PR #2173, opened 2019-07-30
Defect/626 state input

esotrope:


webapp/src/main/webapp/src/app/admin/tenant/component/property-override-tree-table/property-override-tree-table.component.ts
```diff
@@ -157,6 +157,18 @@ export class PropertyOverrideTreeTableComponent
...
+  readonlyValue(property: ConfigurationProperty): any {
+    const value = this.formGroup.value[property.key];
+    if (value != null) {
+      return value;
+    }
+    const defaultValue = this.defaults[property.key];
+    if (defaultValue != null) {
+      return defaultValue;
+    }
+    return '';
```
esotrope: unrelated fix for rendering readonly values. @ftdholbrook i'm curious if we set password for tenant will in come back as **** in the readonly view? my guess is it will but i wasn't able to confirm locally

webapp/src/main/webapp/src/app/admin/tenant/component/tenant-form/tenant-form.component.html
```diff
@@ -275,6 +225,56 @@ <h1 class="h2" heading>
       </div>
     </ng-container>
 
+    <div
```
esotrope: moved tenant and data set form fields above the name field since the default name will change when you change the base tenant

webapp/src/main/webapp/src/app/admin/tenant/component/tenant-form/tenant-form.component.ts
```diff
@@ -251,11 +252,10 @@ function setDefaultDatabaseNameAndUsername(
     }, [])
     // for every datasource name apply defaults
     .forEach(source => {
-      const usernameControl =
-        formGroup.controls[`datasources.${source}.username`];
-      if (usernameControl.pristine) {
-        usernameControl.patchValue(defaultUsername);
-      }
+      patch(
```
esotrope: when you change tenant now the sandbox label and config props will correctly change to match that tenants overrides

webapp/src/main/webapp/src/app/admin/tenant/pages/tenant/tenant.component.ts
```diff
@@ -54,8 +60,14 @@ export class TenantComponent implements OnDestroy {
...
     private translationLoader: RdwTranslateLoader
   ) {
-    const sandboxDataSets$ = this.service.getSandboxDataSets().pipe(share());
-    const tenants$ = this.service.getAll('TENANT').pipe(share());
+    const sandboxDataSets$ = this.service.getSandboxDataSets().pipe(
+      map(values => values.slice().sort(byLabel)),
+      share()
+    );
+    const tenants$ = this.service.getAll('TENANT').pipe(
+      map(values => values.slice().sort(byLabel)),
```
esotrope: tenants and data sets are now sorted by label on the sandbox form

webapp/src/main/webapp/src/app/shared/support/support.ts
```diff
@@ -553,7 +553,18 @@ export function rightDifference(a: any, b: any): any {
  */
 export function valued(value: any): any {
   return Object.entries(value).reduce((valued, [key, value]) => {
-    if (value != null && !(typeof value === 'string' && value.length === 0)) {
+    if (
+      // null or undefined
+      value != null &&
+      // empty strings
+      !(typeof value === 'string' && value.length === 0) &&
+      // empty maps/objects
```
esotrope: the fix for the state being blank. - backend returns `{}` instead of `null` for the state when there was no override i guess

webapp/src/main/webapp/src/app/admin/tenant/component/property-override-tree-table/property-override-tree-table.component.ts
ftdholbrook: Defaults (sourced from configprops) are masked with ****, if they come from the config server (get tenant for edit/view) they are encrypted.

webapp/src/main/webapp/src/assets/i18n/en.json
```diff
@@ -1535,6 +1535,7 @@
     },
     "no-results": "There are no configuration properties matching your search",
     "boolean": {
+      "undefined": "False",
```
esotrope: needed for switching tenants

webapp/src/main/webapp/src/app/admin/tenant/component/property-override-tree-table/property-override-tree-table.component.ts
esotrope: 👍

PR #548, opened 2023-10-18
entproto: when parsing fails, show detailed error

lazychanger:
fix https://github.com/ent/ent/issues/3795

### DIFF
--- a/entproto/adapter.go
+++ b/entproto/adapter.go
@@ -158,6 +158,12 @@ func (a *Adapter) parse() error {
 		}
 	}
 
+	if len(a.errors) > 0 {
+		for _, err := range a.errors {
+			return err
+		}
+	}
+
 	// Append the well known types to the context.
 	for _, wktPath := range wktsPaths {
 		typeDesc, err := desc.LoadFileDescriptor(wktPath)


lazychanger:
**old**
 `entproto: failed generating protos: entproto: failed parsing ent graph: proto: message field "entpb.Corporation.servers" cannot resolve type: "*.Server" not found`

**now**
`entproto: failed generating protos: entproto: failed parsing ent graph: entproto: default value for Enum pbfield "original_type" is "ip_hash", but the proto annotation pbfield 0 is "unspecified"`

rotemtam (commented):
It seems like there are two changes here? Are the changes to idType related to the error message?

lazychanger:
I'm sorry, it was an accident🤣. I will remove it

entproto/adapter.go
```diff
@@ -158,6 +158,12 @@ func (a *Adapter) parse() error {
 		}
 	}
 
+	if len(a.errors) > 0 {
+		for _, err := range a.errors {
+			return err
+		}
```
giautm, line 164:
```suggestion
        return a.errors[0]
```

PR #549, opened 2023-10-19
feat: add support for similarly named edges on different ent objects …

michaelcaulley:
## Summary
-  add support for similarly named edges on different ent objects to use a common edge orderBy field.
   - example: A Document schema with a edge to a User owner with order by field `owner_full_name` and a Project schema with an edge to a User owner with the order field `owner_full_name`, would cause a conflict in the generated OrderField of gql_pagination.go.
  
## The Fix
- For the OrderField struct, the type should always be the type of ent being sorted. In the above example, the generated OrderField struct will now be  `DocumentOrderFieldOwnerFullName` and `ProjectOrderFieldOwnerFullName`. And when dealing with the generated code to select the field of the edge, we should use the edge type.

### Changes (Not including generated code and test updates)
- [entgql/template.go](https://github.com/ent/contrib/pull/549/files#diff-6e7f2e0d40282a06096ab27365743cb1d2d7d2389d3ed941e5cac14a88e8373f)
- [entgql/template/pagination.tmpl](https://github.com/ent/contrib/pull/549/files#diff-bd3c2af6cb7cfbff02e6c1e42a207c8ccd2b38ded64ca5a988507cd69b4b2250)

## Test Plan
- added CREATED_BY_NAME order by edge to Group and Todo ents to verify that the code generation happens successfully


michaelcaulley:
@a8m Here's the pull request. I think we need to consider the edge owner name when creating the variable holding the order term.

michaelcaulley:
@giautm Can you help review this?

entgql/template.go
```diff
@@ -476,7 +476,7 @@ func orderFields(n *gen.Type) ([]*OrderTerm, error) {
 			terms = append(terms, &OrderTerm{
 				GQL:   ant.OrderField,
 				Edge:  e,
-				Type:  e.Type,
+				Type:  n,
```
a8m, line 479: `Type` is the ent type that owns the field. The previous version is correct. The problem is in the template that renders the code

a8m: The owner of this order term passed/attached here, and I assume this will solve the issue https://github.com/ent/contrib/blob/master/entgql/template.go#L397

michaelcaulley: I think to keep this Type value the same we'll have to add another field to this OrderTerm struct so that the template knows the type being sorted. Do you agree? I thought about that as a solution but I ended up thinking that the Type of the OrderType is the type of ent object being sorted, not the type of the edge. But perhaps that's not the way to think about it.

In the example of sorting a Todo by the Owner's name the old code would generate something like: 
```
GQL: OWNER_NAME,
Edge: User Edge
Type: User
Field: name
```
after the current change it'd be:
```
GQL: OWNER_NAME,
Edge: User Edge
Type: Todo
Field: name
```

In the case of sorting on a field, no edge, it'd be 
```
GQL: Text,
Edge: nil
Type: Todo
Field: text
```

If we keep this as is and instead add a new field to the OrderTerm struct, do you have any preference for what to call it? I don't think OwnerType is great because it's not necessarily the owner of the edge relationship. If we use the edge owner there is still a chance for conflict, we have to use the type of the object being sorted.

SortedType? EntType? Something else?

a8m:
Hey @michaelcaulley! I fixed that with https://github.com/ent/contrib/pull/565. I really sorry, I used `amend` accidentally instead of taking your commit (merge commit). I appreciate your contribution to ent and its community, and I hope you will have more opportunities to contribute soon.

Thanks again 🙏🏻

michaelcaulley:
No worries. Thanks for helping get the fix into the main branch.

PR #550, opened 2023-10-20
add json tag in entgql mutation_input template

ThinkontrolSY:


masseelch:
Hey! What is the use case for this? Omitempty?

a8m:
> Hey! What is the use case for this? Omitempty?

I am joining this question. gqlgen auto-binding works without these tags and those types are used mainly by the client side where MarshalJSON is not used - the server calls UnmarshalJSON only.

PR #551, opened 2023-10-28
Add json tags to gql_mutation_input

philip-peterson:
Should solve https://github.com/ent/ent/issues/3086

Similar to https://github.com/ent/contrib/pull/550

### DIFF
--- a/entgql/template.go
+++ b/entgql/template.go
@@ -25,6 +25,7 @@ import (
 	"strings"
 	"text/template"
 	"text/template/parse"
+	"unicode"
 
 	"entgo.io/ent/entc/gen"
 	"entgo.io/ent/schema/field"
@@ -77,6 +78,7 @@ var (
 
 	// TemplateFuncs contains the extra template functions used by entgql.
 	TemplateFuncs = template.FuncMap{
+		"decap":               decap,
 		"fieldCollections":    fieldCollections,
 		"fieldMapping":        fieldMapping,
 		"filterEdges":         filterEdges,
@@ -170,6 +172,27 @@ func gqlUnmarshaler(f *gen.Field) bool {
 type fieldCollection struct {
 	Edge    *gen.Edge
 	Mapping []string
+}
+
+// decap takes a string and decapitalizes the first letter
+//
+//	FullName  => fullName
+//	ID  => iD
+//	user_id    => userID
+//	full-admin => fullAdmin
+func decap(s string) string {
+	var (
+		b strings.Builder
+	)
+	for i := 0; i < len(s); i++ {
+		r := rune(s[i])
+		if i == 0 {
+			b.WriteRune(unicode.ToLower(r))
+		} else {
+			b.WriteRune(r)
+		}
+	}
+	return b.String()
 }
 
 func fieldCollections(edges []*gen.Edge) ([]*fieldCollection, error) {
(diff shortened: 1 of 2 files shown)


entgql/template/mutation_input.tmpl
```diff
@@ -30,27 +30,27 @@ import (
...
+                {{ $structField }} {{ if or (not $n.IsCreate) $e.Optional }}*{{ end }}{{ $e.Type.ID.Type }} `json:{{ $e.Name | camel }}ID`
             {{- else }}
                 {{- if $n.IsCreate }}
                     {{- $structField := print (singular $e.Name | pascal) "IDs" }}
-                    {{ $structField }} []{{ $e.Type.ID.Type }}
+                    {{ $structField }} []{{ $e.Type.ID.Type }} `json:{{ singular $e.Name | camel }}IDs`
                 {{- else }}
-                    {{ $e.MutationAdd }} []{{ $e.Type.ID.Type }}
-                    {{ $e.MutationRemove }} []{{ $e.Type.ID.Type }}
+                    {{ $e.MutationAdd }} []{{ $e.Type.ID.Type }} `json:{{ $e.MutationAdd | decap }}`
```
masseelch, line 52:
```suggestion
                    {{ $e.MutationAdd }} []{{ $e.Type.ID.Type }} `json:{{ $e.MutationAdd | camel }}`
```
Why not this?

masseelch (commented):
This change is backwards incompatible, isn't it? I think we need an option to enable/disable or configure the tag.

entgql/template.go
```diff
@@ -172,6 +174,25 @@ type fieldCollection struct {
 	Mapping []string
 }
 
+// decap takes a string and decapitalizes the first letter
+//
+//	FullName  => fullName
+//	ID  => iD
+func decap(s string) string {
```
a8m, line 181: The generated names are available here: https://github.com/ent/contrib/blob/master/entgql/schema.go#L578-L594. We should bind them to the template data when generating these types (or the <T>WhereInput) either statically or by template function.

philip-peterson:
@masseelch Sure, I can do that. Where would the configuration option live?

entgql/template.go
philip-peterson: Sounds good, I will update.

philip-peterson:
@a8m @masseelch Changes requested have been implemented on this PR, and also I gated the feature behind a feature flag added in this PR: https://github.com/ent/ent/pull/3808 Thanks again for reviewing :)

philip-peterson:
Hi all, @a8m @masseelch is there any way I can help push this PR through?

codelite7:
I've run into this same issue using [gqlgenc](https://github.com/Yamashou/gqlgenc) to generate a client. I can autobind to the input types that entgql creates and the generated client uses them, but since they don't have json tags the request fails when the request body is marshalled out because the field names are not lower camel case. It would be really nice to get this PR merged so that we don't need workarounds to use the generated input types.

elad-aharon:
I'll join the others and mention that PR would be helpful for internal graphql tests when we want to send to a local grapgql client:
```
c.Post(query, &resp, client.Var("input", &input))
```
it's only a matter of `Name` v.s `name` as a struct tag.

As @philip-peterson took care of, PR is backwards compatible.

...

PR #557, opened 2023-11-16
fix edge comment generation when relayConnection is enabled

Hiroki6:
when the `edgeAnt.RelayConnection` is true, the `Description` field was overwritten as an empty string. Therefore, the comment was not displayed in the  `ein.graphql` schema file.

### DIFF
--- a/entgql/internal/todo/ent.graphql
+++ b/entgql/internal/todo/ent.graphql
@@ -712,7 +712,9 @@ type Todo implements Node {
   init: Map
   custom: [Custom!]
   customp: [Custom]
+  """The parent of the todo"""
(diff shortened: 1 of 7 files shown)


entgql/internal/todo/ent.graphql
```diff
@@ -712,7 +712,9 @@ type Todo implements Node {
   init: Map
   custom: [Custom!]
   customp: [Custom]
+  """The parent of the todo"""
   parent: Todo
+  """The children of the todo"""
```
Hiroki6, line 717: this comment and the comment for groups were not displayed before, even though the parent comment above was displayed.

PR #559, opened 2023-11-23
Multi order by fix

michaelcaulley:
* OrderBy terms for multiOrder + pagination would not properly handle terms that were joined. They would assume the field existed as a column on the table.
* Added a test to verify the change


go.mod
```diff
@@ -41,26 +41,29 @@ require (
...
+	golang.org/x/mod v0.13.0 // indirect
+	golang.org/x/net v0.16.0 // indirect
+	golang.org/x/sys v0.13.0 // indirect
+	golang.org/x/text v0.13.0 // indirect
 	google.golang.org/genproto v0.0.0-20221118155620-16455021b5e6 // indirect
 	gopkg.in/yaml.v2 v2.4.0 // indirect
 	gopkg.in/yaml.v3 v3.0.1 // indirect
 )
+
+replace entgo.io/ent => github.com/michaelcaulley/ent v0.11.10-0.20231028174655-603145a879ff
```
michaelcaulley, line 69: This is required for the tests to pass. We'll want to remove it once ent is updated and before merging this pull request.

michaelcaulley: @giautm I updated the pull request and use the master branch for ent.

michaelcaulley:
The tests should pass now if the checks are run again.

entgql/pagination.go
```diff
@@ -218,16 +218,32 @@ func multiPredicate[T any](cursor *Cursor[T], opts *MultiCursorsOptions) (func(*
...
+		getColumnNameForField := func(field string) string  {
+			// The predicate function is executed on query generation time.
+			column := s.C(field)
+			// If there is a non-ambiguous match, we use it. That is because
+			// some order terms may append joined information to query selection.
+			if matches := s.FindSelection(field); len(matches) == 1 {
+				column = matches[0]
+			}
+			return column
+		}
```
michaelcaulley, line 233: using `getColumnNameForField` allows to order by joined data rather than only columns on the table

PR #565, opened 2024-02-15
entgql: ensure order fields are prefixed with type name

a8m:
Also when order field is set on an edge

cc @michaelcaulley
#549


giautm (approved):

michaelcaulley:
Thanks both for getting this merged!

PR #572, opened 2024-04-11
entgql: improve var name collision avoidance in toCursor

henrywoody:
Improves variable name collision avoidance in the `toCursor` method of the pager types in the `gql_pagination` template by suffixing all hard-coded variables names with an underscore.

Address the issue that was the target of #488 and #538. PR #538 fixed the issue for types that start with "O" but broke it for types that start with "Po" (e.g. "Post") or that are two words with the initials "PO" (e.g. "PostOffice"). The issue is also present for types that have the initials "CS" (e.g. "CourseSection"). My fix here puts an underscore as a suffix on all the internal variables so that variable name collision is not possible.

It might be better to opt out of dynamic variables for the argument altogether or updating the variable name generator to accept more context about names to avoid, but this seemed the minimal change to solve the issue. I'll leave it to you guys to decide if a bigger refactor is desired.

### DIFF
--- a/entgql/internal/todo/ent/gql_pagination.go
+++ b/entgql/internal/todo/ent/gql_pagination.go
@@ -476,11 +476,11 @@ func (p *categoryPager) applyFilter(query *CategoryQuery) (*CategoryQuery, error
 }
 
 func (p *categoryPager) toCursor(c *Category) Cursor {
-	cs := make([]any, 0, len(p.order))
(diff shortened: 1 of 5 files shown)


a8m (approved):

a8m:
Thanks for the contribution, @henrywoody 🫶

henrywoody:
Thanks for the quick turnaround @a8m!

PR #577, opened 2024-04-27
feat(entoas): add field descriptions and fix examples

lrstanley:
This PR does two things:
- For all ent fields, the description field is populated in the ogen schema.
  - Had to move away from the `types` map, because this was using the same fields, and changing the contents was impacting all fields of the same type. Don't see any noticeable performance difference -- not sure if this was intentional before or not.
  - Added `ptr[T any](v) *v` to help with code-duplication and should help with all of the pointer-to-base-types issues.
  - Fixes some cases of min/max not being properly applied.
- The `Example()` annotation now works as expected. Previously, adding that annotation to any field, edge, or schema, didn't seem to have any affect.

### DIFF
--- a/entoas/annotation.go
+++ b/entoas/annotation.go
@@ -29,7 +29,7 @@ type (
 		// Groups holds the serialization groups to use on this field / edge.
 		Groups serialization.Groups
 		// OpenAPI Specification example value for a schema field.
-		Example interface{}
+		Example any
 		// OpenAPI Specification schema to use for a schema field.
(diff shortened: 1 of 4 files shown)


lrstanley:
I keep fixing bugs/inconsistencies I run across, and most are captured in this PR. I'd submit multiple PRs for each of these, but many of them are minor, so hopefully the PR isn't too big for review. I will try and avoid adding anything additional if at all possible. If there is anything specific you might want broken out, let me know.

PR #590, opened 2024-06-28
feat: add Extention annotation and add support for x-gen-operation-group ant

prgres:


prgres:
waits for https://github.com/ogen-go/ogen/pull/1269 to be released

---

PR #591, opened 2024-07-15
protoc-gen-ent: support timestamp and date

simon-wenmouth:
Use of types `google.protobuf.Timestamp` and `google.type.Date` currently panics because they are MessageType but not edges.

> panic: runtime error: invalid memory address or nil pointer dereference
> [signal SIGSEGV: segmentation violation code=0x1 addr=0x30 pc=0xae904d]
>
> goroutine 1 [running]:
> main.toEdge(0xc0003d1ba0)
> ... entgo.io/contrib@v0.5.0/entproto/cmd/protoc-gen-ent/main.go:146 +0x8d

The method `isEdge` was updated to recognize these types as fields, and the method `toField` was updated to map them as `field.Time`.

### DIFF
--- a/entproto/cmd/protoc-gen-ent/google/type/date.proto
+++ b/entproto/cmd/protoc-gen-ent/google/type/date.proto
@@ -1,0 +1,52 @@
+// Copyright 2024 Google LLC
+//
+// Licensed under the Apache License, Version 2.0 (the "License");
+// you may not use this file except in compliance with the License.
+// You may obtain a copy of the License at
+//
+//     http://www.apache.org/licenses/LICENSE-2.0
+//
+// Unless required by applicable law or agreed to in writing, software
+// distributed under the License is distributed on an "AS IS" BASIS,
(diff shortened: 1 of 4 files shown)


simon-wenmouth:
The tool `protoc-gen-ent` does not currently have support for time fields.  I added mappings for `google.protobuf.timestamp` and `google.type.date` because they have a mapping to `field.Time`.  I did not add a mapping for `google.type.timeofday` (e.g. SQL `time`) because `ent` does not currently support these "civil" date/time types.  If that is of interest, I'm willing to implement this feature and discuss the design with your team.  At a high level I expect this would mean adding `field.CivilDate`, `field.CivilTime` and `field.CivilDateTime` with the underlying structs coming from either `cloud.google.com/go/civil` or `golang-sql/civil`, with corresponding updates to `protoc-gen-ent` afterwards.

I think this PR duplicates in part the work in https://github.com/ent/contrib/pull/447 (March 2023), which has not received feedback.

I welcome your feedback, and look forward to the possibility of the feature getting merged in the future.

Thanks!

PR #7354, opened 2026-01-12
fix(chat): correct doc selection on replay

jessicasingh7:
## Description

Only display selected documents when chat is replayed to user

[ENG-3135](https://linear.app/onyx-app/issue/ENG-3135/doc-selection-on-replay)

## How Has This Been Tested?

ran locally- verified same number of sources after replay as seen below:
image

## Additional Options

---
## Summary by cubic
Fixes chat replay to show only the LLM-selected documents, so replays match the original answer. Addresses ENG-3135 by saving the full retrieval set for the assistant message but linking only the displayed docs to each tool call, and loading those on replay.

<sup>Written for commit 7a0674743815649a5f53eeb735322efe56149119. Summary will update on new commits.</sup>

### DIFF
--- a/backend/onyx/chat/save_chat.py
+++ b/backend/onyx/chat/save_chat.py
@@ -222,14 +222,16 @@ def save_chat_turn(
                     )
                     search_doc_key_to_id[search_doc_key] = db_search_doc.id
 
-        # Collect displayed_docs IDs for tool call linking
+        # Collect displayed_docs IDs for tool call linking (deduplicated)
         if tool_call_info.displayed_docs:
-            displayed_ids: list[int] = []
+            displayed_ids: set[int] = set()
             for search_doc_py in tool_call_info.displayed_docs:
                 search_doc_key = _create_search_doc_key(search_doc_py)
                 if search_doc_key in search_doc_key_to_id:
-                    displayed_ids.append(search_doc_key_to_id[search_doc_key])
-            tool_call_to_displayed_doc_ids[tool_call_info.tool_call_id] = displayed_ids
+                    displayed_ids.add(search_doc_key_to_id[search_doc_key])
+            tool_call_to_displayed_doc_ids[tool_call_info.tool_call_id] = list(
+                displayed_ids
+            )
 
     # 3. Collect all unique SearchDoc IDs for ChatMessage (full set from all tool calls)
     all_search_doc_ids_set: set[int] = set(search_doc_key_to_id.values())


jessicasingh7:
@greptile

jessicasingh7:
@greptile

▶ What the exercise asks
Check each line above for "else" and return the ones that have it.

▶ Exercise response
SortedType? EntType? Something else?
+		} else {
             {{- else }}
                 {{- else }}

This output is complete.